In cosmology, phantom dark energy is a hypothetical form of dark energy. It possesses negative kinetic energy, and predicts expansion of the universe in excess of that predicted by a cosmological constant, which leads to a Big Rip. The idea of phantom dark energy is often dismissed, as it would suggest that the vacuum is unstable with negative mass particles bursting into existence. The concept is hence tied to emerging theories of a continuously created negative mass dark fluid, in which the cosmological constant can vary as a function of time. It is a special type of quintessence.

The term was coined by Robert R. Caldwell in 1999.

== Equation of state ==
In cosmology, the equation of state of a perfect fluid is given by

$$p = w \rho,$$

where p is the pressure, ρ is the energy density and w is the ratio between the two. For normal baryonic matter $w = 0$ and for a cosmological constant $w = -1$. Phantom dark energy is defined as having $w <-1$.

==Big Rip mechanism==

The existence of phantom dark energy could cause the expansion of the universe to accelerate so quickly that a scenario known as the Big Rip, a possible end to the universe, occurs. As the universe expands, the phantom energy density increases, further accelerating the cosmic expansion in a feedback loop that drives the scale factor to infinity in finite time. All structures are ripped apart, even atoms and nuclei, as each particle becomes causally disconnected from all others.

One application of phantom dark energy in 2007 was to a cyclic model of the universe, which reverses its expansion extremely shortly before the would-be Big Rip.

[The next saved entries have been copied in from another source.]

PR #403, opened 2026-08-06
services/orchestrator: split api crate into capabilities and config

rusty1968:
Rename orchestrator/api to orchestrator/capabilities (BootControl, BootMonitor ports) and move the device-table schema into a new orchestrator/config crate. Update hal-adapters, sm doc references, and the mock target's device table.


chrysh (approved):
Good idea!

Issue #26, opened 2025-09-04
Enable security vulnerability reporting process


bensternthal:
As part of CHIPS Alliance onboarding the project must adopt a security vulnerability reporting process.  You may also adopt the CHIPs policy:

https://github.com/chipsalliance/tac/blob/main/README.md#reporting-security-vulnerabilities

cunninghamsandwich:
I've filed a PR at the CHIPS Alliance org level to address this:  https://github.com/chipsalliance/.github/pull/5

This will enable a default process for all projects, which is to simply email security@lists.chipsalliance.org, as outlined in our TAC documentation:  https://github.com/chipsalliance/tac?tab=readme-ov-file#reporting-security-vulnerabilities

You're free to replace this with your own policy by creating a SECURITY.md file inside this repo at any time, but at least this will unblock for now.

FerralCoder:
I am working on the policy based on what we put in place for Caliptra. I will have it submitted by tomorrow at the latest.

PR #404, opened 2026-08-07
Use device config as orchestrator chain source

### LINKED ISSUE #375: One source of truth for the device list, with a build-time check
**What:** Have the device list and the orchestrator's list come from a single
shared source, or — if they stay as two lists — add a build-time check that
proves the two are exact mirrors: same number of devices, same order, same ids.
A shared id type is the cleanest way to make that check meaningful.

**Why:** There are two lists of devices today, and nothing makes sure they agree.
fwmanager just added one: the `MANAGED_DEVICES` list in
`target/mock/devices.rs`, built on the new `config.rs` schema. Its comment says
the order the devices are written in *is* the boot order — first one boots first,
and so on. The orchestrator sm has
its own list too: a `Chain` of `ComponentId`s, with its own order that also means
boot order. So both sides are independently deciding "who is device #1, who is
device #2, and what order they boot in."

The trap is that these two lists can quietly disagree. A device is identified
today only by where it sits in the list plus its `name` and `reset_line` — there
is no shared id. The fwmanager `validate()` checks that names aren't empty and
timeouts aren't zero, but it never checks that the list matches the
orchestrator's list. So if the two fall out of step — a different count, a
different order, a different device — nothing complains. It just boots or resets
the wrong device.

Since fwmanager owns the device list (the `config.rs` schema and the board
`devices.rs` tables), the shared id and the check belong on the fwmanager side —
shipping from `fwmanager-api` (or the board source it defines), with the
orchestrator's list reading those ids. The ideal is a single device source both
sides read from, so there's only ever one list; failing that, a build-time check
(a `const` assert) that fails the build when the two lists don't line up.

Daniiiil1:
Closes #375

## Summary
- move ComponentId into the dependency-free orchestrator API so board configuration and the state machine share one id type
- store the stable component id in DeviceConfig and reject empty tables or duplicate ids during const validation
- add Chain::from_device_configs, deriving chain size, order, and ids from the board array while looking up policy by id
- convert the mock board table to a fixed-size array with explicit ids

This removes the independently maintained positional-id/order convention. A board integration can no longer reorder its orchestrator chain separately from its device table when it uses the new constructor; the array length also fixes the Chain capacity at compile time.

## Validation
- bazel test //services/orchestrator/api:orchestrator_api_test
- bazel test //services/orchestrator/sm:orchestrator_sm_test
- bazel build //target/mock:devices
- rustfmt --check on all changed Rust files
- git diff --check

### DIFF
--- a/services/orchestrator/config/src/lib.rs
+++ b/services/orchestrator/config/src/lib.rs
@@ -7,6 +7,24 @@
 
 #![cfg_attr(not(test), no_std)]
 
+/// Stable identifier shared by the board device table and orchestrator core.
+///
+/// The value is opaque to the state machine. Keeping the type in this
+/// dependency-free config crate lets every layer refer to the same device without
+/// maintaining a second positional-id convention.
+#[derive(Debug, Clone, Copy, PartialEq, Eq)]
+pub struct ComponentId(u8);
+
+impl ComponentId {
+    pub const fn new(id: u8) -> Self {
+        Self(id)
+    }
+
+    pub const fn get(self) -> u8 {
+        self.0
+    }
+}
+
 /// What the orchestrator requires before it commits a staged image.
 ///
 /// Intentionally exhaustive (not `#[non_exhaustive]`): adding a variant is
@@ -67,6 +85,8 @@ pub struct BootCheckpoint<G> {
 /// Adding a field is a breaking change that updates every board table.
 #[derive(Debug, Clone, Copy)]
 pub struct DeviceConfig<R, G: 'static> {
+    /// Stable id used by the orchestrator, update manager, and board drivers.
+    pub id: ComponentId,
     pub name: &'static str,
     /// Reset signal id, passed to HalBootControl::new.
     pub reset_signal: R,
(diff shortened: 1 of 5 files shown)


chrysh:
I was working on the same problem in 9elements#26, with single source of truth as one important aspect: every fact lives in exactly one place, and anything derivable is not stored.

This PR branches from main and predates the #397 review round, so it reintroduces things that were already reviewed out there: `CommitPolicy` (redundant with kind — commit gating follows from Active/Passive), the free `validate()` (replaced by `const fn` constructors with private fields, so an invalid entry is unconstructible), and `BootSignal` in the schema (now a board-defined generic). Could you rework this on top of #397 instead? Until it merges, that's the `add-boot-walk` branch on the 9elements fork.

For the shape, take whatever is useful from 9elements#26 — it's a draft sketch of the same idea:

- kind, failure policy and `depends_on` (by device name) are declared in `DeviceConfig` itself, so no `attrs_for` mapping outside the table that could drift — and the closure being infallible means it can't even reject an unknown id.
- id is derived from table position instead of stored — declaration order is the boot order, and nothing persists ids across boots, so a stored id only creates a second ordering that can disagree (your `chain_builds_from_device_config_source_of_truth` test shows exactly that: `C1, C0` against table order).
- validation happens once, in a const `DeviceTable::new`; the chain conversion is infallible because a table that compiled is the proof, so `ChainError` goes away.

One thing from this PR that #26 should adopt rather than the other way around: the fixed-size array. `&[DeviceConfig; N]` carries the table size in the type and removes the last runtime assert in the conversion.

chrysh (changes requested):
Requesting changes per my comment above: please rework this on top of #397 — as-is it reintroduces `CommitPolicy`, the free `validate()`, and `BootSignal` in the schema, all of which were reviewed out there. Details and a reference sketch in the comment.

chrysh:
@rusty1968 this overlaps with the #397 outcomes and your CommitPolicy point; relevant to #407's single-source direction too.

PR #407, opened 2026-08-07
orchestrator-sm: carry recovery attempt on RecoverComponent

rusty1968:
`Effect::RecoverComponent` now carries `{ id, attempt }` instead of just `id`. `attempt` is the component's consecutive-recovery count (0 on the first try), taken straight from the core's retry counter.

Passing it in-band lets the Platform driver pick a recovery source per attempt (e.g. slot A → slot B → golden) without keeping its own counter, which could drift from the core's since the driver never sees when a recovery succeeds.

This cyclic model can be more complicated if the mass–energy of every point in the universe is dense enough to collapse into black hole core substance that will bounce after reaching a maximum threshold of compression causing the next big bang (the overall scenario is highly unlikely).

== Possible evidence ==
In 2025, the Dark Energy Spectroscopic Instrument (DESI) collaboration, published a survey on baryon acoustic oscillations. They found violations of the standard model of cosmology, the Lambda-CDM model, within 4 standard deviations. They reported acceleration of the universe that was stronger in the past, suggesting the presence of phantom dark energy in the early universe.